╭─ Records for the task

PR #3068, opened 2020-01-27
Rule S2857 - update to support interpolated string syntax

### LINKED ISSUE #2986: Rule S2857 - update to support interpolated string syntax
### Description

`$""`, `$@""` and `@$""` are not yet handled

____________________________________________________________

LATER EDIT:
Looking better at the rule, indeed the scope is outside of the "support for C#8" features.

The idea would be to support interpolated strings, and not verbatim interpolated strings - because a verbatim string contains newlines inside and I think it's overkill to analyze all SQL verbatim strings. And anyway, it's quite a big change.

I see two separate opportunities to improve the rule:

- Support interpolated strings
- Support verbatim strings (simple and interpolated) - this would mean to parse the verbatim string and analyze the newlines inside it, as well as prepared queries.

christophe-zurn-sonarsource:
Fixes #2986

### DIFF
--- a/sonaranalyzer-dotnet/src/SonarAnalyzer.CSharp/Rules/SqlKeywordsDelimitedBySpace.cs
+++ b/sonaranalyzer-dotnet/src/SonarAnalyzer.CSharp/Rules/SqlKeywordsDelimitedBySpace.cs
@@ -133,13 +133,11 @@ namespace SonarAnalyzer.Rules.CSharp
             {
                 if (node.IsKind(SyntaxKind.AddExpression) &&
                     // we do the analysis only if it's a SQL keyword on the left
-                    node.Left is LiteralExpressionSyntax leftSide &&
-                    node.Right is LiteralExpressionSyntax rightSide &&
-                    leftSide.IsKind(SyntaxKind.StringLiteralExpression) &&
-                    rightSide.IsKind(SyntaxKind.StringLiteralExpression) &&
-                    StartsWithSqlKeyword(leftSide.Token.ValueText.Trim()))
+                    TryGetStringWrapper(node.Left, out var leftSide) &&
+                    TryGetStringWrapper(node.Right, out var rightSide) &&
+                    StartsWithSqlKeyword(leftSide.Text.Trim()))
                 {
-                    var strings = new List<LiteralExpressionSyntax>();
+                    var strings = new List<StringWrapper>();
                     strings.Add(leftSide);
                     strings.Add(rightSide);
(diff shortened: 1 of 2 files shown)


sonaranalyzer-dotnet/src/SonarAnalyzer.CSharp/Rules/SqlKeywordsDelimitedBySpace.cs
```diff
@@ -157,41 +155,58 @@ public override void VisitBinaryExpression(BinaryExpressionSyntax node)
...
             }
 
+            private static bool TryGetStringWrapper(ExpressionSyntax expression, out StringWrapper stringWrapper)
+            {
+                if (expression is LiteralExpressionSyntax literal && literal.IsKind(SyntaxKind.StringLiteralExpression))
+                {
+                    stringWrapper = new StringWrapper(literal, literal.Token.ValueText);
+                    return true;
+                }
+                else if (expression is InterpolatedStringExpressionSyntax interpolatedString)
```
costin-zaharia-sonarsource: I think we can remove the else here since we do a direct return in the first if.

An option would be to use a switch here since we already have three branches but this is just a mater of preferences.

sonaranalyzer-dotnet/src/SonarAnalyzer.CSharp/Rules/SqlKeywordsDelimitedBySpace.cs
```diff
@@ -208,10 +223,22 @@ private static bool AddStringsToList(BinaryExpressionSyntax node, List<LiteralEx
...
             /**
-             * The '@' symbol is used for named parameters.
+             * The '@' symbol is used for named parameters. The '{' and '}' symbols are used in string interpolations.
              * We ignore other non-alphanumeric characters (e.g. '>','=') to avoid false positives.
              */
-            private static bool IsAlphaNumericOrAt(char c) => char.IsLetterOrDigit(c) || c == '@';
+            private static bool IsAlphaNumericOrAt(char c) => char.IsLetterOrDigit(c) || c == '@' || c == '{' || c == '}';
+        }
+
+        internal class StringWrapper
```
costin-zaharia-sonarsource: Any reason not to make this class private?

christophe-zurn-sonarsource: No, indeed. Updated class to private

╰─

§ **Instructions for the task**: In the lines above, find each one with "indeed" and list it.

§ **Exercise output**:
Looking better at the rule, indeed the scope is outside of the "support for C#8" features.
christophe-zurn-sonarsource: No, indeed. Updated class to private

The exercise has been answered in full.